[[ DATA TO PROCESS, beginning ]]

PR #212, opened 2017-07-04
Add name support for Monitor callbacks

HaoK:
@ajcvickers @pakrym @divega 

Action<TOptions, string> is kinda ugly, maybe we should make it an OptionsCallback class or something?

### DIFF
--- a/src/Microsoft.Extensions.Options/IOptionsMonitor.cs
+++ b/src/Microsoft.Extensions.Options/IOptionsMonitor.cs
@@ -26,6 +26,6 @@ namespace Microsoft.Extensions.Options
         /// </summary>
         /// <param name="listener">The action to be invoked when TOptions has changed.</param>
         /// <returns>An IDisposable which should be disposed to stop listening for changes.</returns>
-        IDisposable OnChange(Action<TOptions> listener);
+        IDisposable OnChange(Action<TOptions,string> listener);
     }
 }
--- a/src/Microsoft.Extensions.Options/IOptionsMonitor.cs
+++ b/src/Microsoft.Extensions.Options/IOptionsMonitor.cs
@@ -22,7 +22,7 @@ namespace Microsoft.Extensions.Options
         TOptions Get(string name);
 
         /// <summary>
-        /// Registers a listener to be called whenever TOptions changes.
+        /// Registers a listener to be called whenever a named TOptions changes.
         /// </summary>
         /// <param name="listener">The action to be invoked when TOptions has changed.</param>
         /// <returns>An IDisposable which should be disposed to stop listening for changes.</returns>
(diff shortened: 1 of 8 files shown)


src/Microsoft.Extensions.Options/IOptionsMonitor.cs
```diff
@@ -22,10 +22,10 @@ public interface IOptionsMonitor<out TOptions>
         TOptions Get(string name);
 
         /// <summary>
-        /// Registers a listener to be called whenever TOptions changes.
+        /// Registers a listener to be called whenever a named TOptions changes.
         /// </summary>
         /// <param name="listener">The action to be invoked when TOptions has changed.</param>
         /// <returns>An IDisposable which should be disposed to stop listening for changes.</returns>
-        IDisposable OnChange(Action<TOptions> listener);
+        IDisposable OnChange(Action<TOptions,string> listener);
```
pakrym: nit; space

pakrym:
Imagine a situation when we have `IConfiguration` and based on requested options name we read section from it. How would I need to setup change tokens to reset all options read from this IConfiguration without knowing names in front?

HaoK:
We could add a clear all to IOptionsMonitorCache, it was something I considered before...

HaoK:
Updated adding Clear() to IOptionsMonitorCache which drops all options instances

pakrym:
So how do I write `IOptionsChangeTokenSource` that clears all options from cache now?

HaoK:
You should be able to just take IOptionsMonitorCache in your Source and call Clear no?  The cache has no dependencies.

pakrym:
It's strange that we have two asymmetric, why have change token at all then? Each source can inject cache and call clean with the name.

HaoK:
The changetokens are there to fire the notifications,, invalidating the cache does not cause any updates/notifications to listeners, while change tokens will trigger the listeners immediately.

pakrym:
Back to my original question then, how do I trigger token for all named instances without registering token source for each?

My problem is that `ConfigureOptions` and `IOptionsChangeTokenSource` come in pairs but while one ConfigureOptions can support arbitrary number of named option objects `IOptionsChangeTokenSource` needs to be registered per each. My proposal is to add name argument to `GetChangeToken` method.

HaoK:
So you want to register a single IOptionsChangeTokenSource that generates the appropriate change token for a named options instance via GetChangeToken(name)? But existing token sources can continue to just ignore this flag

HaoK:
So looking at how things are right now, we expect people to register a change token source per named option they watch, so IChangeTokenSource.Name shows that.  

At this point I don't think we have the runway to add a new path that enables a change token source that is able to generate events for more.

I think we'll have to wait for 2.1 to add support for that, I'll discuss with @ajcvickers today this PR to make the call on what we have in here.

HaoK:
After discussing with @ajcvickers we'll go with what we have here, I'll file an issue for us to consider the scenario you described with a single change token source responsible for multiple names.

[[ DATA TO PROCESS, end ]]

## WHAT IS EXPECTED
For every line in the data above that has the string "namespace", return that line.

## EXPECTED ANSWER
@@ -26,6 +26,6 @@ namespace Microsoft.Extensions.Options
@@ -22,7 +22,7 @@ namespace Microsoft.Extensions.Options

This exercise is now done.